* _Data for analysis_:
PR #7308, opened 2019-08-24
[Fix #3534] Report long modifier lines in IfUnlessModifier

### LINKED ISSUE #3534: Style/IfUnlessModifier not reporting lines longer than MaxLineLength
RuboCop auto-corrects `if/unless`-statements to use the modifier form if the line length after the correction will be less than `MaxLineLength`, but it doesn't actually work in the opposite direction, i.e. if the line is already in modifier form, but is longer than `MaxLineLength`.

---
## Expected behavior

Lines that are using the modifier form which are longer than `MaxLineLength` are reported as offenses, and auto-corrected if specified.
## Actual behavior

Lines that are using the modifier form which are longer than `MaxLineLength` are not reported as offenses, and hence, not auto-corrected.

Create a file which has line longer than `MaxLineLength` using the modifier form.
## RuboCop version

```
$ rubocop -V
0.43.0 (using Parser 2.3.1.4, running on ruby 2.3.1 x86_64-darwin15)
```

jonas054:
Make `Style/IfUnlessModifier` work in two directions. Apart from the already existing reporting of `if`/`unless` expressions on normal form that could be changed to modifier form, we add reporting and correcting of modifier form `if`/`unless` expressions that make the line too long and should be written on normal form.

It could be argued that `Metrics/LineLength` should be responsible for reporting and correcting lines that are too long, but I think it's easier to put this logic in `Style/IfUnlessModifier`.

### DIFF
--- a/CHANGELOG.md
+++ b/CHANGELOG.md
@@ -24,6 +24,7 @@
 ### Changes
 
 * [#7275](https://github.com/rubocop-hq/rubocop/issues/7275): Make `Style/VariableName` aware argument names when invoking a method. ([@koic][])
+* [#3534](https://github.com/rubocop-hq/rubocop/issues/3534): Make `Style/IfUnlessModifier` report and auto-correct modifier lines that are too long. ([@jonas054][])
 
 ## 0.74.0 (2019-07-31)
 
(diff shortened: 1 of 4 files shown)


bbatsov:
I agree. Nicely done!

Drenmi:
There seem to be cases where this cop now goes outside its jurisdiction. In particular, if I have already disabled `Metrics/LineLength` for a certain line, or block, this cop doesn't care, and registers an offense anyway. 😅

jonas054:
That's not good. I'll try to fix it.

* _Exercise goal_: Look through the records and copy down every line that holds "reported".

* _Task solution_:
Lines that are using the modifier form which are longer than `MaxLineLength` are reported as offenses, and auto-corrected if specified.
Lines that are using the modifier form which are longer than `MaxLineLength` are not reported as offenses, and hence, not auto-corrected.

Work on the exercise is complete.